The audience grew silent, their faces filled with hope and fear. Fingers resting on keys, lips testing the distance to the microphone, Lee transforms into a performer who delivers raw, emotional lyrics drawn out of some inner power. His voice settles into the tones of a seasoned traveler who has seen and understands the world. His pitch is perfect, and his range is remarkable. When he sings the lyrics to Calum Scott’s “Biblical,” it feels like the whole world is laid bare and the love he sings about is the only thing we really need.
Lee is the child of Tina and Eric Lee. Because his ability to communicate is limited in some ways, he looked deeply for avenues of expression and connected with music. It is like a door that, once opened, floods his senses and focuses his talent. He is only one of approximately 25 people in the world considered a musical savant. He has an audio-photographic memory and holds a library of songs in his mind, everything from jazz to R&B, pop and classical.

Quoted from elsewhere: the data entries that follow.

PR #4835, opened 2017-09-14
Enable tab complete for '-Format' parameter of Get-Date

iSazonov:
Add ArgumentCompletions attribute to '-Format' parameter of Get-Date to enable
IntelliSense (tab complete).

## Fix
1. Added ArgumentCompletions attribute to enable IntelliSense but allow not only named format values ("FileDate", "FileDateUniversal", "FileDateTime", "FileDateTimeUniversal") but also custom format strings ("YYYY-MM-dd").
2. Added a commit to replace tabs in test file.
3. Added new ArgumentCompletionsAttribute type which allow tab completions (IntelliSense) for parameters without throw on "invalid" values in contrast to ValidateSet.
4. Added tests for `-Format` parameter with named format values.
5. Added tests for ArgumentCompletionsAttribute

## Additional considerations
No tab completion test added for Get-Date because it seems we have no requirements to check tab completion for every parameter in all cmdlets.

### DIFF
--- a/src/Microsoft.PowerShell.Commands.Utility/commands/utility/GetDateCommand.cs
+++ b/src/Microsoft.PowerShell.Commands.Utility/commands/utility/GetDateCommand.cs
@@ -206,7 +206,7 @@ namespace Microsoft.PowerShell.Commands
         /// Unix format string
         /// </summary>
         [Parameter(ParameterSetName = "net")]
-        [ArgumentCompleter("FileDate", "FileDateUniversal", "FileDateTime", "FileDateTimeUniversal")]
+        [ArgumentCompletions("FileDate", "FileDateUniversal", "FileDateTime", "FileDateTimeUniversal")]
         public string Format { get; set; }
 
         #endregion
--- a/src/Microsoft.PowerShell.Commands.Utility/commands/utility/GetDateCommand.cs
+++ b/src/Microsoft.PowerShell.Commands.Utility/commands/utility/GetDateCommand.cs
@@ -206,7 +206,7 @@ namespace Microsoft.PowerShell.Commands
         /// Unix format string
         /// </summary>
         [Parameter(ParameterSetName = "net")]
-        [ValidateSetAttribute("FileDate", "FileDateUniversal", "FileDateTime", "FileDateTimeUniversal", AllowAll=true)]
+        [ArgumentCompleter("FileDate", "FileDateUniversal", "FileDateTime", "FileDateTimeUniversal")]
         public string Format { get; set; }
 
         #endregion
--- a/src/Microsoft.PowerShell.Commands.Utility/commands/utility/GetDateCommand.cs
+++ b/src/Microsoft.PowerShell.Commands.Utility/commands/utility/GetDateCommand.cs
@@ -206,6 +206,7 @@ namespace Microsoft.PowerShell.Commands
         /// Unix format string
         /// </summary>
         [Parameter(ParameterSetName = "net")]
+        [ValidateSetAttribute("FileDate", "FileDateUniversal", "FileDateTime", "FileDateTimeUniversal", AllowAll=true)]
         public string Format { get; set; }
 
         #endregion
--- a/src/System.Management.Automation/engine/Attributes.cs
+++ b/src/System.Management.Automation/engine/Attributes.cs
@@ -1564,6 +1564,14 @@ namespace System.Management.Automation
         private static ConcurrentDictionary<Type, IValidateSetValuesGenerator> s_ValidValuesGeneratorCache = new ConcurrentDictionary<Type, IValidateSetValuesGenerator>();
 
         /// <summary>
+        /// If AllowAll==true 'ValidateElement' always pass all elements.
+        /// Useful if we need enable IntelliSense (TabComplete) but effectively disable validation
+        /// when a parameter can accept not only the listed values but also arbitrary.
+        /// Ex.: Get-Date -Format
+        /// </summary>
+        public bool AllowAll { get; set; } = false;
+
+        /// <summary>
         /// Gets or sets the custom error message that is displayed to the user
         ///
         /// The item being validated and a text representation of the validation set
@@ -1623,6 +1631,11 @@ namespace System.Management.Automation
                             "ArgumentIsEmpty",
                             null,
                             Metadata.ValidateNotNullFailure);
+            }
+
+            if (AllowAll == true)
+            {
+                return;
             }
 
             string objString = element.ToString();
--- a/src/System.Management.Automation/engine/Attributes.cs
+++ b/src/System.Management.Automation/engine/Attributes.cs
@@ -1564,14 +1564,6 @@ namespace System.Management.Automation
         private static ConcurrentDictionary<Type, IValidateSetValuesGenerator> s_ValidValuesGeneratorCache = new ConcurrentDictionary<Type, IValidateSetValuesGenerator>();
 
         /// <summary>
-        /// If AllowAll==true 'ValidateElement' always pass all elements.
-        /// Useful if we need enable IntelliSense (TabComplete) but effectively disable validation
-        /// when a parameter can accept not only the listed values but also arbitrary.
-        /// Ex.: Get-Date -Format
-        /// </summary>
-        public bool AllowAll { get; set; } = false;
-
-        /// <summary>
         /// Gets or sets the custom error message that is displayed to the user
         ///
         /// The item being validated and a text representation of the validation set
@@ -1631,11 +1623,6 @@ namespace System.Management.Automation
                             "ArgumentIsEmpty",
                             null,
                             Metadata.ValidateNotNullFailure);
-            }
-
-            if (AllowAll == true)
-            {
-                return;
             }
 
             string objString = element.ToString();
--- a/src/System.Management.Automation/engine/CommandCompletion/CompletionCompleters.cs
+++ b/src/System.Management.Automation/engine/CommandCompletion/CompletionCompleters.cs
@@ -2006,19 +2006,13 @@ namespace System.Management.Automation
             var argumentCompletionsAttribute = parameter.CompiledAttributes.OfType<ArgumentCompletionsAttribute>().FirstOrDefault();
             if (argumentCompletionsAttribute != null)
             {
-                try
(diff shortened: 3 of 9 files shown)


vors:
Should we use another attribute name just for the IntelliSense scenario?
`[ValidateSet(AllowAll)]` looks cumbersome. We can inherit from `ValidateSetAttribute` and use some name that doesn't mention Validation. It's also not very clean, but at least for the end user it will be not as confusing imo.

iSazonov:
ValidateSet is a sealed.

src/System.Management.Automation/engine/Attributes.cs
```diff
@@ -1564,6 +1564,14 @@ public sealed class ValidateSetAttribute : ValidateEnumeratedArgumentsAttribute
         private static ConcurrentDictionary<Type, IValidateSetValuesGenerator> s_ValidValuesGeneratorCache = new ConcurrentDictionary<Type, IValidateSetValuesGenerator>();
 
         /// <summary>
+        /// If AllowAll==true 'ValidateElement' always pass all elements.
+        /// Useful if we need enable IntelliSense (TabComplete) but effectively disable validation
+        /// when a parameter can accept not only the listed values but also arbitrary.
+        /// Ex.: Get-Date -Format
+        /// </summary>
+        public bool AllowAll { get; set; } = false;
```
lzybkr: This doesn't feel right to me - you shouldn't use a `Validation` attribute if you aren't validating.

src/Microsoft.PowerShell.Commands.Utility/commands/utility/GetDateCommand.cs
```diff
@@ -206,6 +206,7 @@ public int Millisecond
         /// Unix format string
         /// </summary>
         [Parameter(ParameterSetName = "net")]
+        [ValidateSetAttribute("FileDate", "FileDateUniversal", "FileDateTime", "FileDateTimeUniversal", AllowAll=true)]
```
lzybkr: I would suggest using an `ArgumentCompleter` attribute instead - it's a bit more cumbersome, but if this scenario makes sense (and I think it probably does), we can find some way to make it simpler.

lzybkr (changes requested):
Thanks for thinking about the usability here - I agree we should do something here, just not like this.

src/Microsoft.PowerShell.Commands.Utility/commands/utility/GetDateCommand.cs
iSazonov: Do you suggest enhance `ArgumentCompleter` to support `[ArgumentCompleter("FileDate", "FileDateUniversal", "FileDateTime", "FileDateTimeUniversal")] `?

lzybkr: Just brainstorming here - but maybe a new attribute `ArgumentCompletions` that also implements `IArgumentCompleter` - this probably requires some additional code elsewhere, probably similar to the `ValidateSet` code for completion.

iSazonov: A new attribute requires a lot of code. It seems easiest to add a new constructor `public ArgumentCompleterAttribute(params string[] completeStrings)`

src/Microsoft.PowerShell.Commands.Utility/commands/utility/GetDateCommand.cs
```diff
@@ -206,7 +206,7 @@ public int Millisecond
         /// Unix format string
         /// </summary>
         [Parameter(ParameterSetName = "net")]
-        [ValidateSetAttribute("FileDate", "FileDateUniversal", "FileDateTime", "FileDateTimeUniversal", AllowAll=true)]
+        [ArgumentCompleter("FileDate", "FileDateUniversal", "FileDateTime", "FileDateTimeUniversal")]
```
lzybkr: This is much better, but I think still a little weird, I still think it's worth considering adding a new attribute `ArgumentCompletions`. It seems like you could take your class `StringArrayArgumentCompleter`, rename it, make it an attribute, and either duplicate a little bit of logic around `ValidateSet` or `ArgumentCompleter` in the tab completion code.

iSazonov: Is your only thought that ArgumentCompleter is a strange name and you want to rename it?

lzybkr: I wouldn't rename `ArgumentCompleter` even if it is a strange name (which I suppose it is.)

It's a really minor thing, but to me, `ArgumentCompleter` implies some dynamic code to compute the completions, whereas `ArgumentCompletions` is static.

powercode: I have missed that for a long time - the ability to easily complete a set without limiting the parameter to the completions. 

Is it a reasonable compromise that you have to go IArgumentCompleter if you want to provide rich `CompletionResult`s, or should be enable this with `ArgumentCompletions` too?

iSazonov: Done next iteration.

src/System.Management.Automation/engine/CommandCompletion/ExtensibleCompletion.cs
```diff
@@ -158,4 +158,56 @@ protected override void EndProcessing()
...
+        /// </summary>
+        public IEnumerable<CompletionResult> CompleteArgument(string commandName, string parameterName, string wordToComplete, CommandAst commandAst, IDictionary fakeBoundParameters)
+        {
+            var wordToCompletePattern = WildcardPattern.Get(string.IsNullOrWhiteSpace(wordToComplete) ? "*" : wordToComplete + "*", WildcardOptions.IgnoreCase);
+
+            foreach (var str in _completions)
+            {
+                if (wordToCompletePattern.IsMatch(str))
+                {
+                    yield return new CompletionResult(str, str, CompletionResultType.Text, str);
```
lzybkr: Should this be `CompletionResultType.ParameterValue`? I think that's the only place the attribute will have any effect.

src/System.Management.Automation/engine/CommandCompletion/CompletionCompleters.cs
```diff
@@ -2002,6 +2002,26 @@ internal static string ConcatenateStringPathArguments(CommandElementAst stringAs
                 {
                 }
             }
+
+            var argumentCompletionsAttribute = parameter.CompiledAttributes.OfType<ArgumentCompletionsAttribute>().FirstOrDefault();
+            if (argumentCompletionsAttribute != null)
+            {
+                try
```
lzybkr: You are calling internal code which doesn't throw, so the try/catch is unnecessary.

src/System.Management.Automation/engine/Attributes.cs
```diff
@@ -1625,6 +1633,11 @@ protected override void ValidateElement(object element)
                             Metadata.ValidateNotNullFailure);
             }
 
+            if (AllowAll == true)
```
lzybkr: This should be reverted.

src/System.Management.Automation/engine/Attributes.cs
lzybkr: This should be reverted.

src/System.Management.Automation/engine/parser/Compiler.cs
```diff
@@ -1336,6 +1336,10 @@ private static Attribute NewValidateSetAttribute(AttributeAst ast)
                 {
                     result.IgnoreCase = s_attrArgToBoolConverter.Target(s_attrArgToBoolConverter, argValue);
                 }
+                else if (argumentName.Equals("AllowAll", StringComparison.OrdinalIgnoreCase))
```
lzybkr: This should be reverted.

lzybkr (changes requested):
Just a little cleanup and I think it looks good.

src/System.Management.Automation/engine/CommandCompletion/ExtensibleCompletion.cs
iSazonov: I agree. 
Fixed.

src/System.Management.Automation/engine/CommandCompletion/CompletionCompleters.cs
iSazonov: Fixed.

src/System.Management.Automation/engine/Attributes.cs
iSazonov: Fixed.

src/System.Management.Automation/engine/parser/Compiler.cs
iSazonov: Fixed.

lzybkr (approved):
Code changes are approved - but we should get a couple of tests for the new `ArgumentCompletions` attribute.

daxian-dbw:
@iSazonov Can you please update the PR description? Looks like the design has changed.

iSazonov:
Could you please help:  C# test failed on "ArgumentCompleter" abbreviation - full name ArgumentCompleterAttribute works. I cannot find how make "ArgumentCompleter" alias.

test/powershell/Language/Parser/ExtensibleCompletion.Tests.ps1
```diff
@@ -355,3 +355,97 @@ Describe "Additional type name completion tests" -Tags "CI" {
...
+        )
+
+        $testCasesCSharp = @(
+            @{ attributeName = "ArgumentCompletions"         ; cmdletName = "Get-ArgumentCompletions"  },
+            @{ attributeName = "ArgumentCompletionsAttribute"; cmdletName = "Get-ArgumentCompletions1" }
+        )
+    }
+
+    AfterAll {
+        #Remove-Module -ModuleInfo $testModule
```
daxian-dbw: Did you forget to uncomment this?

iSazonov: Yes 😄 Today test is passed. I wonder - I don't change a code.

daxian-dbw (approved):

iSazonov:
@lzybkr Thanks for great idea!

When he first performed on “America’s Got Talent,” the audience was mesmerized and thrilled. The standing ovation carried on to his next performance. Lee was overjoyed. The happiest place in his life is at the piano in front of an audience, not because it shines the light on him but because it makes people so happy.
As we look at our own images on our screens, save a few spaces for messages that reach out and make others happy. No matter who we are, something profound inside us connects to people and brings them a little joy, a little encouragement and a big smile.